Exercise brief: Your answer must be an exact copy of every record below.

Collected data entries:
PR #76, opened 2016-02-25
Fix/dominator ce

davleopo:
(1) Remove some calls to debug.log & cleanup of an old and invalid call to debug(string.format(...))
(2) Remove toString() calls of parameters of Debug.log("%s",obj) calls to avoid having them evaluated even if debugging is disabled

### DIFF
--- a/graal/com.oracle.graal.phases.common/src/com/oracle/graal/phases/common/DominatorConditionalEliminationPhase.java
+++ b/graal/com.oracle.graal.phases.common/src/com/oracle/graal/phases/common/DominatorConditionalEliminationPhase.java
@@ -849,7 +849,6 @@ public class DominatorConditionalEliminationPhase extends Phase {
         private final ValueNode guard;
 
         public InfoElement(Stamp stamp, ValueNode guard) {
-            Debug.log(4, "Creating an info element with stamp %s and guard %s", stamp.toString(), guard.toString());
             this.stamp = stamp;
             this.guard = guard;
         }
--- a/graal/com.oracle.graal.phases.common/src/com/oracle/graal/phases/common/DominatorConditionalEliminationPhase.java
+++ b/graal/com.oracle.graal.phases.common/src/com/oracle/graal/phases/common/DominatorConditionalEliminationPhase.java
@@ -102,7 +102,6 @@ public class DominatorConditionalEliminationPhase extends Phase {
     @Override
     @SuppressWarnings("try")
     protected void run(StructuredGraph graph) {
-        Debug.log("Starting conditional elimination....");
         try (Debug.Scope s = Debug.scope("DominatorConditionalElimination")) {
             Function<Block, Iterable<? extends Node>> blockToNodes;
             Function<Node, Block> nodeToBlock;
@@ -173,7 +172,7 @@ public class DominatorConditionalEliminationPhase extends Phase {
 
             @Override
             public void postprocess() {
-                Debug.log("[Post Processing block %s]", block.toString());
+                Debug.log("[Post Processing block %s]", block);
                 undoOperations.forEach(x -> x.run());
             }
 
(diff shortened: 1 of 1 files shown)


graal/com.oracle.graal.phases.common/src/com/oracle/graal/phases/common/DominatorConditionalEliminationPhase.java
```diff
@@ -173,7 +172,7 @@ public InstanceFrame(Block block, InstanceFrame parent) {
 
             @Override
             public void postprocess() {
-                Debug.log("[Post Processing block %s]", block.toString());
```
dougxc: This kind of this should have been caught by [VerifyDebugUsage](https://github.com/graalvm/graal-core/blob/6daee4240193a87f43f6b8586f2749e4bae9816e/graal/com.oracle.graal.phases/src/com/oracle/graal/phases/verify/VerifyDebugUsage.java#L38-L41). Can you please find out why it wasn't.

davleopo: yes, I will, thanks for the hint

davleopo: [VerifyDebugUsage](https://github.com/graalvm/graal-core/blob/6daee4240193a87f43f6b8586f2749e4bae9816e/graal/com.oracle.graal.phases/src/com/oracle/graal/phases/verify/VerifyDebugUsage.java#L38-L41) only checks for StringBuilder and StringBuffer  [receivers](https://github.com/graalvm/graal-core/blob/6daee4240193a87f43f6b8586f2749e4bae9816e/graal/com.oracle.graal.phases/src/com/oracle/graal/phases/verify/VerifyDebugUsage.java#L61) of `toString` calls in the log call 

so calls like 
`Debug.log("%s",obj.toString())` are not considered to be invalid. I guess the rationale behind that is that a `toString()` call on an arbitrary receiver cannot be counted as invalid if the `toString` method performs more complex work or has parameters?

an example would be [MatchStatement](https://github.com/graalvm/graal-core/blob/6daee4240193a87f43f6b8586f2749e4bae9816e/graal/com.oracle.graal.compiler/src/com/oracle/graal/compiler/match/MatchStatement.java#L112) where there happens a `toString` call that is on purpose and that would be considered an error else

I think it we could extend `verifyDebugUsage` to filter `toString `methods without parameters like? (but I am not sure if this invariant might be too restrictive...)

```
if (m.getSignature().getParameterCount(false) == 0 &&    m.getSignature().getReturnType(m.getDeclaringClass()).equals(
context.getMetaAccess().lookupJavaType(String.class))) {

   StackTraceElement e = graph.method().asStackTraceElement(invoke.bci());

   throw new VerificationError(String.format("%s: parameter %d of call to %s appears to be a                 
                toString call without a parameter %n" +
                "    toString calls are handled by Debug.log, do not call them on parameters", e, 
                argIdx, callee.format("%H.%n(%p)")));
}
```

dougxc: `toString()` calls with parameters have to be allowed as there's no way for `Debug.log` to make such calls itself. These usages of `Debug.log` should have a guard testing whether logging is enabled. However, all parameterless calls to `toString` should be caught by this check. If you're expecting side effects of `toString()` in a call to `Debug.log`, you're doing something very wrong.

davleopo: ok, should I prepare a patch adding the check for parameterless `toString` methods?

dougxc: yes please!

davleopo: ok, thanks for your input, will do

zapster:
Have you verified that your changes actually fix the compile time regression?

zapster:
I think we should do the VerifyDebugUsage fixes in a separate PR. @dougxc  what to you think?

davleopo:
sorry, I was unclear, I would have prepared another PR....

dougxc:
yep, separate PR - thanks!

davleopo:
@zapster I have done the testing now and this PR should fix the compile time regressions in the dominator conditional elimination phase

I will update the PR and merge

zapster:
Thanks @davleopo!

Response:
PR #76, opened 2016-02-25
Fix/dominator ce

davleopo:
(1) Remove some calls to debug.log & cleanup of an old and invalid call to debug(string.format(...))
(2) Remove toString() calls of parameters of Debug.log("%s",obj) calls to avoid having them evaluated even if debugging is disabled

### DIFF
--- a/graal/com.oracle.graal.phases.common/src/com/oracle/graal/phases/common/DominatorConditionalEliminationPhase.java
+++ b/graal/com.oracle.graal.phases.common/src/com/oracle/graal/phases/common/DominatorConditionalEliminationPhase.java
@@ -849,7 +849,6 @@ public class DominatorConditionalEliminationPhase extends Phase {
         private final ValueNode guard;
 
         public InfoElement(Stamp stamp, ValueNode guard) {
-            Debug.log(4, "Creating an info element with stamp %s and guard %s", stamp.toString(), guard.toString());
             this.stamp = stamp;
             this.guard = guard;
         }
--- a/graal/com.oracle.graal.phases.common/src/com/oracle/graal/phases/common/DominatorConditionalEliminationPhase.java
+++ b/graal/com.oracle.graal.phases.common/src/com/oracle/graal/phases/common/DominatorConditionalEliminationPhase.java
@@ -102,7 +102,6 @@ public class DominatorConditionalEliminationPhase extends Phase {
     @Override
     @SuppressWarnings("try")
     protected void run(StructuredGraph graph) {
-        Debug.log("Starting conditional elimination....");
         try (Debug.Scope s = Debug.scope("DominatorConditionalElimination")) {
             Function<Block, Iterable<? extends Node>> blockToNodes;
             Function<Node, Block> nodeToBlock;
@@ -173,7 +172,7 @@ public class DominatorConditionalEliminationPhase extends Phase {
 
             @Override
             public void postprocess() {
-                Debug.log("[Post Processing block %s]", block.toString());
+                Debug.log("[Post Processing block %s]", block);
                 undoOperations.forEach(x -> x.run());
             }
 
(diff shortened: 1 of 1 files shown)


graal/com.oracle.graal.phases.common/src/com/oracle/graal/phases/common/DominatorConditionalEliminationPhase.java
```diff
@@ -173,7 +172,7 @@ public InstanceFrame(Block block, InstanceFrame parent) {
 
             @Override
             public void postprocess() {
-                Debug.log("[Post Processing block %s]", block.toString());
```
dougxc: This kind of this should have been caught by [VerifyDebugUsage](https://github.com/graalvm/graal-core/blob/6daee4240193a87f43f6b8586f2749e4bae9816e/graal/com.oracle.graal.phases/src/com/oracle/graal/phases/verify/VerifyDebugUsage.java#L38-L41). Can you please find out why it wasn't.

davleopo: yes, I will, thanks for the hint

davleopo: [VerifyDebugUsage](https://github.com/graalvm/graal-core/blob/6daee4240193a87f43f6b8586f2749e4bae9816e/graal/com.oracle.graal.phases/src/com/oracle/graal/phases/verify/VerifyDebugUsage.java#L38-L41) only checks for StringBuilder and StringBuffer  [receivers](https://github.com/graalvm/graal-core/blob/6daee4240193a87f43f6b8586f2749e4bae9816e/graal/com.oracle.graal.phases/src/com/oracle/graal/phases/verify/VerifyDebugUsage.java#L61) of `toString` calls in the log call 

so calls like 
`Debug.log("%s",obj.toString())` are not considered to be invalid. I guess the rationale behind that is that a `toString()` call on an arbitrary receiver cannot be counted as invalid if the `toString` method performs more complex work or has parameters?

an example would be [MatchStatement](https://github.com/graalvm/graal-core/blob/6daee4240193a87f43f6b8586f2749e4bae9816e/graal/com.oracle.graal.compiler/src/com/oracle/graal/compiler/match/MatchStatement.java#L112) where there happens a `toString` call that is on purpose and that would be considered an error else

I think it we could extend `verifyDebugUsage` to filter `toString `methods without parameters like? (but I am not sure if this invariant might be too restrictive...)

```
if (m.getSignature().getParameterCount(false) == 0 &&    m.getSignature().getReturnType(m.getDeclaringClass()).equals(
context.getMetaAccess().lookupJavaType(String.class))) {

   StackTraceElement e = graph.method().asStackTraceElement(invoke.bci());

   throw new VerificationError(String.format("%s: parameter %d of call to %s appears to be a                 
                toString call without a parameter %n" +
                "    toString calls are handled by Debug.log, do not call them on parameters", e, 
                argIdx, callee.format("%H.%n(%p)")));
}
```

dougxc: `toString()` calls with parameters have to be allowed as there's no way for `Debug.log` to make such calls itself. These usages of `Debug.log` should have a guard testing whether logging is enabled. However, all parameterless calls to `toString` should be caught by this check. If you're expecting side effects of `toString()` in a call to `Debug.log`, you're doing something very wrong.

davleopo: ok, should I prepare a patch adding the check for parameterless `toString` methods?

dougxc: yes please!

davleopo: ok, thanks for your input, will do

zapster:
Have you verified that your changes actually fix the compile time regression?

zapster:
I think we should do the VerifyDebugUsage fixes in a separate PR. @dougxc  what to you think?

davleopo:
sorry, I was unclear, I would have prepared another PR....

dougxc:
yep, separate PR - thanks!

davleopo:
@zapster I have done the testing now and this PR should fix the compile time regressions in the dominator conditional elimination phase

I will update the PR and merge

zapster:
Thanks @davleopo!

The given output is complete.